WHAT YOU NEED TO DO ▸ What you return must match the records below exactly, down to each character.

[RECORDS PROVIDED — start]

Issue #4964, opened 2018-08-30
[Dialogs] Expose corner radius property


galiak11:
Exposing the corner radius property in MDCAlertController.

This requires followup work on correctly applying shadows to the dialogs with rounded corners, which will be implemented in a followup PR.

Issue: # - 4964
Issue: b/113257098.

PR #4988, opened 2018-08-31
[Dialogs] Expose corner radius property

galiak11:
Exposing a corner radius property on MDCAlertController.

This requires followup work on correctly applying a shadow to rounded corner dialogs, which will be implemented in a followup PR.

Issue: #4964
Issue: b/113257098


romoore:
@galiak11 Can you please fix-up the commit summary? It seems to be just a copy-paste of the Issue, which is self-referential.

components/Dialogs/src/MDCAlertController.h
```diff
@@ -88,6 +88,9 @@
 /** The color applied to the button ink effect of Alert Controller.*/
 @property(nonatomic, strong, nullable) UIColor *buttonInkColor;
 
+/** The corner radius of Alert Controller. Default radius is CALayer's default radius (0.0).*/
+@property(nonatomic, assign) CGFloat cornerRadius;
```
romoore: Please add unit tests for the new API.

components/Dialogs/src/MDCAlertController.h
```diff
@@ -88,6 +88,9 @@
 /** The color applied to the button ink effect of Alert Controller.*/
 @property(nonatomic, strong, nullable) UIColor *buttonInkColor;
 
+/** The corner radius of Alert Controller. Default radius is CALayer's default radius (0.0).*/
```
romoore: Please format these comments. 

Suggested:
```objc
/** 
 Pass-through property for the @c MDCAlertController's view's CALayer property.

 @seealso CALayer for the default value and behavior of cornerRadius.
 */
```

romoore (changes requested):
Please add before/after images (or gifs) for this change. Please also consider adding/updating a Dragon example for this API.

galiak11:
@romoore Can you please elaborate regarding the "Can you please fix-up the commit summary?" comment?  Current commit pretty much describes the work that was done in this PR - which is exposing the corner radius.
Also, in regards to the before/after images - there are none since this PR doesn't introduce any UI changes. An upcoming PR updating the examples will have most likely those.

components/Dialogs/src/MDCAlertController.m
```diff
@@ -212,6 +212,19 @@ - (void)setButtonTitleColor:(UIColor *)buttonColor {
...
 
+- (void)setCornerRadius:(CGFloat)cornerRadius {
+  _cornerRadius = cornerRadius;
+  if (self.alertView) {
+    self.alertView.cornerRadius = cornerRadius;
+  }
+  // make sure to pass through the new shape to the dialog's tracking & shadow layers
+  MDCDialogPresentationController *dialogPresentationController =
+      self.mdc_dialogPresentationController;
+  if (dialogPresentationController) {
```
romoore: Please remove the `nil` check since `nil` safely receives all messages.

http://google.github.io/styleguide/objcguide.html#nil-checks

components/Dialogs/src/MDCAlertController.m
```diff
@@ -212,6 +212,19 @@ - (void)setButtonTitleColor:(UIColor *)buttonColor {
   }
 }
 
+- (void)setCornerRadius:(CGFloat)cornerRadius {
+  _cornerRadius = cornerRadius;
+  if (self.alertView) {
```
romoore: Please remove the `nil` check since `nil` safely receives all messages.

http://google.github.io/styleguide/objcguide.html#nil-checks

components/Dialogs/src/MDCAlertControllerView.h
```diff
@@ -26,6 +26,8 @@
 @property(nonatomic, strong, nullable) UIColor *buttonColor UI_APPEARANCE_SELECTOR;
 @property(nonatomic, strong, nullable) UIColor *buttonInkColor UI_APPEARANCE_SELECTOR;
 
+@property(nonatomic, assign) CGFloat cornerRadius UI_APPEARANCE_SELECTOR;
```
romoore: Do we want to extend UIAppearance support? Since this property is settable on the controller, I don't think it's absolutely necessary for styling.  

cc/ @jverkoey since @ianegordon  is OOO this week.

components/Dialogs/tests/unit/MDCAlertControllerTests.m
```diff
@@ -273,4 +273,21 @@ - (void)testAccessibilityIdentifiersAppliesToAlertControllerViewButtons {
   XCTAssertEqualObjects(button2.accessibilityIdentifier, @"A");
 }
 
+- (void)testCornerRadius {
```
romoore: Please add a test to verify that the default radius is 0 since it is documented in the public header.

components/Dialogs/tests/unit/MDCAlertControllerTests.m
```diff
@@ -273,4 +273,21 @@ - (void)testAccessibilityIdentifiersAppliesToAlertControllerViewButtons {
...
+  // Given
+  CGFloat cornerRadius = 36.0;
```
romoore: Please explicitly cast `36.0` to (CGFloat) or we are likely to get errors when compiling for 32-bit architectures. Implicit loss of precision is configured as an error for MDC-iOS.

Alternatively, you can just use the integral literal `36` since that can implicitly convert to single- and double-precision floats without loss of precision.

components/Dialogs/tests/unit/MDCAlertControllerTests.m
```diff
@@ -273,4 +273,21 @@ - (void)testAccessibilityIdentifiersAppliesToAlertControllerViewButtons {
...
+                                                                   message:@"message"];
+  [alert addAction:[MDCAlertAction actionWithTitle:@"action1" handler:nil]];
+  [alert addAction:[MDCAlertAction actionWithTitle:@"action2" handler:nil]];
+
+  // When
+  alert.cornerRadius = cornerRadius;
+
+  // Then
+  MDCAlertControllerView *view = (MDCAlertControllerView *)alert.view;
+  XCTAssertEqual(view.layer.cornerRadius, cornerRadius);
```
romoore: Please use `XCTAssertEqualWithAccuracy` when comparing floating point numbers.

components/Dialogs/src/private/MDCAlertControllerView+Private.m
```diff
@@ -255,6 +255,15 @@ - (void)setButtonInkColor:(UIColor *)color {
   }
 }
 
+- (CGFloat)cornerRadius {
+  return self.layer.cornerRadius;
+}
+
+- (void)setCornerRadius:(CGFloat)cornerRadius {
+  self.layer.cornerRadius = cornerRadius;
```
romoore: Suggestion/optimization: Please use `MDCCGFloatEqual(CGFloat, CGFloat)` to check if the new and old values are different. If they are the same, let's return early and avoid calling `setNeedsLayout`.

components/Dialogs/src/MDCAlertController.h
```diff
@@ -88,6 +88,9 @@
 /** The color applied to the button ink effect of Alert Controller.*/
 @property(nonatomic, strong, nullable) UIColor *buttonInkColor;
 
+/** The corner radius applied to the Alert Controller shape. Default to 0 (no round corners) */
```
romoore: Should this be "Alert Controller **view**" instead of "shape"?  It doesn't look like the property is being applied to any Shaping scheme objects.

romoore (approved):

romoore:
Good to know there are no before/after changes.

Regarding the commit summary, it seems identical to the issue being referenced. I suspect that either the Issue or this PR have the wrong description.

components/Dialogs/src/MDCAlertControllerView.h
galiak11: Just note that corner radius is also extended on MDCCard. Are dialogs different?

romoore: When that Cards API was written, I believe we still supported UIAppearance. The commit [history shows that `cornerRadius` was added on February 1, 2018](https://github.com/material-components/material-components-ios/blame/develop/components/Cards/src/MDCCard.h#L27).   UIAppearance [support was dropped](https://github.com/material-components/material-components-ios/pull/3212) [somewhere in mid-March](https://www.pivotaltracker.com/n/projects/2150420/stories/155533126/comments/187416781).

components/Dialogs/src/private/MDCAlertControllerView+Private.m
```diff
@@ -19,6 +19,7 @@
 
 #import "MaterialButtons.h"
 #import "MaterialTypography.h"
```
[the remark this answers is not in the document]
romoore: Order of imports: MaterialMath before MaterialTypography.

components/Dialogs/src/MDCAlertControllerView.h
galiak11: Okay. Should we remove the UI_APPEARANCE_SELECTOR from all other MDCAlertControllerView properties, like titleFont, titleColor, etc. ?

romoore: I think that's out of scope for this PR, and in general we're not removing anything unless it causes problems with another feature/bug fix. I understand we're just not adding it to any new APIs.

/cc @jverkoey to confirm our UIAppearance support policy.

[RECORDS PROVIDED — finish]

RESPONSE TO THE TASK ▸
Issue #4964, opened 2018-08-30
[Dialogs] Expose corner radius property


galiak11:
Exposing the corner radius property in MDCAlertController.

This requires followup work on correctly applying shadows to the dialogs with rounded corners, which will be implemented in a followup PR.

Issue: # - 4964
Issue: b/113257098.

PR #4988, opened 2018-08-31
[Dialogs] Expose corner radius property

galiak11:
Exposing a corner radius property on MDCAlertController.

This requires followup work on correctly applying a shadow to rounded corner dialogs, which will be implemented in a followup PR.

Issue: #4964
Issue: b/113257098


romoore:
@galiak11 Can you please fix-up the commit summary? It seems to be just a copy-paste of the Issue, which is self-referential.

components/Dialogs/src/MDCAlertController.h
```diff
@@ -88,6 +88,9 @@
 /** The color applied to the button ink effect of Alert Controller.*/
 @property(nonatomic, strong, nullable) UIColor *buttonInkColor;
 
+/** The corner radius of Alert Controller. Default radius is CALayer's default radius (0.0).*/
+@property(nonatomic, assign) CGFloat cornerRadius;
```
romoore: Please add unit tests for the new API.

components/Dialogs/src/MDCAlertController.h
```diff
@@ -88,6 +88,9 @@
 /** The color applied to the button ink effect of Alert Controller.*/
 @property(nonatomic, strong, nullable) UIColor *buttonInkColor;
 
+/** The corner radius of Alert Controller. Default radius is CALayer's default radius (0.0).*/
```
romoore: Please format these comments. 

Suggested:
```objc
/** 
 Pass-through property for the @c MDCAlertController's view's CALayer property.

 @seealso CALayer for the default value and behavior of cornerRadius.
 */
```

romoore (changes requested):
Please add before/after images (or gifs) for this change. Please also consider adding/updating a Dragon example for this API.

galiak11:
@romoore Can you please elaborate regarding the "Can you please fix-up the commit summary?" comment?  Current commit pretty much describes the work that was done in this PR - which is exposing the corner radius.
Also, in regards to the before/after images - there are none since this PR doesn't introduce any UI changes. An upcoming PR updating the examples will have most likely those.

components/Dialogs/src/MDCAlertController.m
```diff
@@ -212,6 +212,19 @@ - (void)setButtonTitleColor:(UIColor *)buttonColor {
...
 
+- (void)setCornerRadius:(CGFloat)cornerRadius {
+  _cornerRadius = cornerRadius;
+  if (self.alertView) {
+    self.alertView.cornerRadius = cornerRadius;
+  }
+  // make sure to pass through the new shape to the dialog's tracking & shadow layers
+  MDCDialogPresentationController *dialogPresentationController =
+      self.mdc_dialogPresentationController;
+  if (dialogPresentationController) {
```
romoore: Please remove the `nil` check since `nil` safely receives all messages.

http://google.github.io/styleguide/objcguide.html#nil-checks

components/Dialogs/src/MDCAlertController.m
```diff
@@ -212,6 +212,19 @@ - (void)setButtonTitleColor:(UIColor *)buttonColor {
   }
 }
 
+- (void)setCornerRadius:(CGFloat)cornerRadius {
+  _cornerRadius = cornerRadius;
+  if (self.alertView) {
```
romoore: Please remove the `nil` check since `nil` safely receives all messages.

http://google.github.io/styleguide/objcguide.html#nil-checks

components/Dialogs/src/MDCAlertControllerView.h
```diff
@@ -26,6 +26,8 @@
 @property(nonatomic, strong, nullable) UIColor *buttonColor UI_APPEARANCE_SELECTOR;
 @property(nonatomic, strong, nullable) UIColor *buttonInkColor UI_APPEARANCE_SELECTOR;
 
+@property(nonatomic, assign) CGFloat cornerRadius UI_APPEARANCE_SELECTOR;
```
romoore: Do we want to extend UIAppearance support? Since this property is settable on the controller, I don't think it's absolutely necessary for styling.  

cc/ @jverkoey since @ianegordon  is OOO this week.

components/Dialogs/tests/unit/MDCAlertControllerTests.m
```diff
@@ -273,4 +273,21 @@ - (void)testAccessibilityIdentifiersAppliesToAlertControllerViewButtons {
   XCTAssertEqualObjects(button2.accessibilityIdentifier, @"A");
 }
 
+- (void)testCornerRadius {
```
romoore: Please add a test to verify that the default radius is 0 since it is documented in the public header.

components/Dialogs/tests/unit/MDCAlertControllerTests.m
```diff
@@ -273,4 +273,21 @@ - (void)testAccessibilityIdentifiersAppliesToAlertControllerViewButtons {
...
+  // Given
+  CGFloat cornerRadius = 36.0;
```
romoore: Please explicitly cast `36.0` to (CGFloat) or we are likely to get errors when compiling for 32-bit architectures. Implicit loss of precision is configured as an error for MDC-iOS.

Alternatively, you can just use the integral literal `36` since that can implicitly convert to single- and double-precision floats without loss of precision.

components/Dialogs/tests/unit/MDCAlertControllerTests.m
```diff
@@ -273,4 +273,21 @@ - (void)testAccessibilityIdentifiersAppliesToAlertControllerViewButtons {
...
+                                                                   message:@"message"];
+  [alert addAction:[MDCAlertAction actionWithTitle:@"action1" handler:nil]];
+  [alert addAction:[MDCAlertAction actionWithTitle:@"action2" handler:nil]];
+
+  // When
+  alert.cornerRadius = cornerRadius;
+
+  // Then
+  MDCAlertControllerView *view = (MDCAlertControllerView *)alert.view;
+  XCTAssertEqual(view.layer.cornerRadius, cornerRadius);
```
romoore: Please use `XCTAssertEqualWithAccuracy` when comparing floating point numbers.

components/Dialogs/src/private/MDCAlertControllerView+Private.m
```diff
@@ -255,6 +255,15 @@ - (void)setButtonInkColor:(UIColor *)color {
   }
 }
 
+- (CGFloat)cornerRadius {
+  return self.layer.cornerRadius;
+}
+
+- (void)setCornerRadius:(CGFloat)cornerRadius {
+  self.layer.cornerRadius = cornerRadius;
```
romoore: Suggestion/optimization: Please use `MDCCGFloatEqual(CGFloat, CGFloat)` to check if the new and old values are different. If they are the same, let's return early and avoid calling `setNeedsLayout`.

components/Dialogs/src/MDCAlertController.h
```diff
@@ -88,6 +88,9 @@
 /** The color applied to the button ink effect of Alert Controller.*/
 @property(nonatomic, strong, nullable) UIColor *buttonInkColor;
 
+/** The corner radius applied to the Alert Controller shape. Default to 0 (no round corners) */
```
romoore: Should this be "Alert Controller **view**" instead of "shape"?  It doesn't look like the property is being applied to any Shaping scheme objects.

romoore (approved):

romoore:
Good to know there are no before/after changes.

Regarding the commit summary, it seems identical to the issue being referenced. I suspect that either the Issue or this PR have the wrong description.

components/Dialogs/src/MDCAlertControllerView.h
galiak11: Just note that corner radius is also extended on MDCCard. Are dialogs different?

romoore: When that Cards API was written, I believe we still supported UIAppearance. The commit [history shows that `cornerRadius` was added on February 1, 2018](https://github.com/material-components/material-components-ios/blame/develop/components/Cards/src/MDCCard.h#L27).   UIAppearance [support was dropped](https://github.com/material-components/material-components-ios/pull/3212) [somewhere in mid-March](https://www.pivotaltracker.com/n/projects/2150420/stories/155533126/comments/187416781).

components/Dialogs/src/private/MDCAlertControllerView+Private.m
```diff
@@ -19,6 +19,7 @@
 
 #import "MaterialButtons.h"
 #import "MaterialTypography.h"
```
[the remark this answers is not in the document]
romoore: Order of imports: MaterialMath before MaterialTypography.

components/Dialogs/src/MDCAlertControllerView.h
galiak11: Okay. Should we remove the UI_APPEARANCE_SELECTOR from all other MDCAlertControllerView properties, like titleFont, titleColor, etc. ?

romoore: I think that's out of scope for this PR, and in general we're not removing anything unless it causes problems with another feature/bug fix. I understand we're just not adding it to any new APIs.

/cc @jverkoey to confirm our UIAppearance support policy.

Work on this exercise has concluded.